# Saved entries

PR #2013, opened 2026-08-17
feat(dev): open the agent inspector from project dev

tejaskash:
## What this does

`agentcore project dev` now opens the Agent Inspector — the local web UI from the current CLI — by default. The browser opens automatically on an interactive terminal (never in scripts or `--json`), the URL always prints, and `--no-ui` restores plain log streaming. From the UI you can see every runtime in the project, start any of them with a click, chat with a running agent, and browse its traces as they arrive. Edits to `agentcore.json` reload the agent list live. The web UI itself is the unmodified `@aws/agent-inspector` package — this PR provides everything behind it.

## Scope: local dev loop only, deliberately

This PR is at **full parity with the current CLI for everything reachable in the refactor today**: supervise and lazily start all runtimes, chat over HTTP/SSE, local MCP + A2A + AGUI proxying, live traces, resources view, config-watch reload, the same security guards (loopback Host check, origin allowlist, `X-Agentcore-Local` on POSTs).

What it intentionally does **not** include: the deployed-target features of the current CLI's dev UI (invoke deployed agents, deployed memory records, CloudWatch traces, harness invocation). `project deploy` is still a stub on `refactor`, so those features would be dead code behind unreachable routes — an earlier draft carried them as unwired interfaces and a review rightly called that out (~1,200 lines removed). The SPA already degrades gracefully on their 404s; they return together with real wiring when deploy lands. One known cosmetic difference: agent ports scan per-protocol defaults rather than mainline's `uiPort+1+index` scheme.

## How it fits together

- **`DevSupervisor`** (`core/dev/supervisor.ts`) — agents start lazily when the browser asks, each in an abort scope chained to Ctrl-C for its whole lifetime; all runner output merges into one agent-attributed stream (`[hello_world] ...` in the terminal, an `agent` field in NDJSON). Hot reload stays inside the child (`uvicorn --reload` / `tsx watch`); `setRuntimes` applies config edits without touching running agents.
- **Inspector server** (`core/dev/inspector/`) — the local route surface ported wire-compatibly from the current CLI's web-ui: status, start, protocol-aware `/invocations`, traces, `/api/mcp`, A2A agent card, resources, static SPA with SPA-routing fallback and per-process asset caching.
- **Storage/presentation split** (from #1980's review): `TraceStore` is raw per-trace persistence; frontend shaping (flattening, noise filtering) lives in `core/dev/inspector/`. `io/httpServer` streams `AsyncIterable` bodies for SSE, skips body buffering on GET/HEAD, and caps request sizes.
- **Assets** — the SPA (4 text files, 616KB) is staged from node_modules into the ordinary asset pipeline at build time (gitignored), so the npm bundle and all six compiled binaries ship it with zero new distribution code. Bun bundles bare `.html` entrypoints through its HTML-imports pipeline, so staged files carry a neutral `.asset` suffix stripped on read. `AGENT_INSPECTOR_PATH` overrides for SPA development (uncached).

## How it was tested

Beyond the unit/route suite (1,595 tests green): a full end-to-end session against a **real project and a real Bedrock call** — built the npm bundle, scaffolded a project with `project create` (real `uv sync`), ran `project dev`, and drove the Inspector with Playwright from the browser origin: SPA renders, agent starts via the UI (CORS + local-header guards exercised), an invocation streams back from Bedrock through the proxy, traces appear in the timeline with span counts, trace detail resolves by id, and foreign-origin POSTs are rejected 403. 10/10 checks, re-run after the trim. A separate headed session via the Playwright MCP server confirmed the same flow interactively (chat answered live, span waterfall rendered).

## Stack

Stacks on #1980 (`feat/dev-otel-collector`); retarget as the stack merges. Together they complete the local dev-loop plan: #1980 collects traces, this PR shows them. Follow-up (blocked on deploy landing in the refactor): wire the deployed-target Inspector capabilities.


tejaskash:
Closing to re-land as five smaller serial PRs (<1,000 lines each), per review feedback on size. The code here is fully verified (unit + browser E2E against a real project and Bedrock call) and will be extracted from this branch unchanged where possible:

1. **B1** — DevSupervisor + multi-agent terminal mode for `project dev`
2. **B2** — trace storage/presentation split + SSE-capable HTTP responses
3. **B3** — Inspector UI walking skeleton: security guards, status/start/traces routes, SPA asset pipeline, browser auto-open, `--no-ui`/`--ui-port`
4. **B4** — chat: `/invocations` SSE proxy + MCP/A2A/AGUI translations + agent card
5. **B5** — `/api/resources` + agentcore.json live-reload + perf fixes + E2E script

The `feat/agent-inspector` branch stays as the extraction source until B5 lands. Each PR ships working behavior (no interface-only skeletons), submitted serially into `refactor` after #1980 merges.

PR #2018, opened 2026-08-18
feat(project): scaffold add runtime handler

Hweinstock:
## Project 
runtimes cannot be added to a project post creation. 

## Solution 
We mostly follow the pattern establish by harness, but with a few exceptions:
- mirroring API shapes doesn't work as well here since API shapes don't support local BYO, but we do. Also, API supports s3 code artifacts, but we don't. Therefore we mirror where possible, but diverge when describing code configuration. 
- we extend the templates idea to runtime as well. This simplifies the command significantly. Rather than multiple flags for memory, language, protocol, etc. We can have a single one for template, that renders a preloaded template. This allows users to get started faster, without giving up on advanced configuration. This also leaves us flexible for folks to share runtime definitions across projects through custom templates (future feature). In the future we can add our templates here like `strands-py-bedrock` or `strands-ts-gemini-no-memory`. The help page would list all of these out so customers know their options. 

## Testing 
Setup a table based test for verifying flag validation and parsing. Will follow up on these tests once functionality is implemented in a follow-up. 

```
> agentcore project add runtime --name t --template hello-world-python
Error: runtime case not yet implemented in FsProjectManager.addResource

> agentcore project add runtime --help
Usage: agentcore project add runtime [options]
adds a runtime to the current project either from a template or from existing local code

Options:
  --name <name>                                                  the name of the runtime
  --description <description>                                    an optional description of the runtime
  --template <template>                                          template to scaffold from
  --role-arn <role-arn>                                          IAM role ARN that provides permissions for the runtime
  --code-location <code-location>                                path to existing agent source code (BYO path)
  --build <build>                                                build type: CodeZip or Container
  --entrypoint <entrypoint>                                      entrypoint file, e.g. main.py:handler (BYO only)
  --protocol <protocol>                                          server protocol ex. HTTP, MCP, A2A, AGUI
  --api-key <api-key>                                            API key source for non-bedrock model providers: '-' for stdin, 'file://path' for file
  --model-provider <model-provider>                              model provider (template only)
  --runtime-version <runtime-version>                            language runtime, e.g. PYTHON_3_13, NODE_22 (BYO CodeZip only)
  --dockerfile <dockerfile>                                      dockerfile path for the container build (BYO Container only)
  --build-context-path <build-context-path>                      docker build context directory relative to project root (BYO Container only)
  --custom-docker-build-args <custom-docker-build-args>          docker build args as JSON key/value object (BYO Container only)
  --additional-policies <additional-policies...>                 additional IAM policy ARNs or policy document paths for the execution role
  --network-configuration <network-configuration>                network configuration (JSON NetworkConfiguration)
  --vpc-id <vpc-id>                                              VPC ID for Container builds in VPC mode (CodeBuild cannot infer it from subnets)
  --authorizer-configuration <authorizer-configuration>          inbound authorizer configuration (JSON AuthorizerConfiguration)
  --protocol-configuration <protocol-configuration>              protocol configuration (JSON ProtocolConfiguration)
  --request-header-configuration <request-header-configuration>  request header passthrough configuration (JSON RequestHeaderConfiguration)
  --lifecycle-configuration <lifecycle-configuration>            lifecycle configuration (JSON LifecycleConfiguration)
  --environment-variables <environment-variables>                environment variables (JSON object of key/value strings)
  --filesystem-configurations <filesystem-configurations>        filesystem mount configurations (JSON FilesystemConfiguration[])
  --memory <memory>                                              memory configuration (JSON with mode: none | create | existing ) (template only)
  --tags <tags>                                                  tags to apply (JSON object of key/value strings)
  -h, --help       
```

## Follow-up items
- implement add runtime add the project manager level. 
- split out test file into resource specific cases. 
- make entrypoint optional. Its weird that we require it for container agents. The old cli defaulted to `main.py` which is unnecessary.

### DIFF
--- a/src/handlers/project/project.test.ts
+++ b/src/handlers/project/project.test.ts
@@ -10,7 +10,7 @@ import {
   TestGlobalConfigAccessor,
   testIO,
 } from "../../testing";
-import { InputValidationError } from "../../errors";
+import { InputValidationError, NotImplementedError } from "../../errors";
 import { FsReadWriteJson, type ReadWriteJson } from "../../io";
 
 async function run(args: string[], opts?: { core?: TestCoreClient }) {
@@ -112,7 +112,7 @@ describe("project create", () => {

# TASK BRIEF
In the entries above, how many lines hold "DevSupervisor"? Answer with the number alone.

# SOLUTION TO THIS PROBLEM
2